__TASK REQUIREMENTS__
Copy the entries out again in full.

Collected data entries
- Opening Delimiter -

PR #4797, opened 2025-07-15
Enable mock tests for AlloyDBUser

maqiuyujoyce:
### Change description

Updated mockgcp for AlloyDBUser and add test cases for AlloyDBUser into presubmit.

### Tests you have done


mockgcp/mockalloydb/user.go
```diff
@@ -0,0 +1,139 @@
...
+
+	if obj.Password != "" {
+		obj.Password = ""
+	}
+
+	// AlloyDB user does POST for update in the TF library.
+	oldObj := &pb.User{}
+	err = s.storage.Get(ctx, fqn, oldObj)
+	if err == nil {
+		s.storage.Delete(ctx, fqn, oldObj)
```
justinsb, line 76: Nit: we should check for errors (albeit they are unlikely)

- Closing Delimiter -

__EXERCISE RESPONSE__
PR #4797, opened 2025-07-15
Enable mock tests for AlloyDBUser

maqiuyujoyce:
### Change description

Updated mockgcp for AlloyDBUser and add test cases for AlloyDBUser into presubmit.

### Tests you have done


mockgcp/mockalloydb/user.go
```diff
@@ -0,0 +1,139 @@
...
+
+	if obj.Password != "" {
+		obj.Password = ""
+	}
+
+	// AlloyDB user does POST for update in the TF library.
+	oldObj := &pb.User{}
+	err = s.storage.Get(ctx, fqn, oldObj)
+	if err == nil {
+		s.storage.Delete(ctx, fqn, oldObj)
```
justinsb, line 76: Nit: we should check for errors (albeit they are unlikely)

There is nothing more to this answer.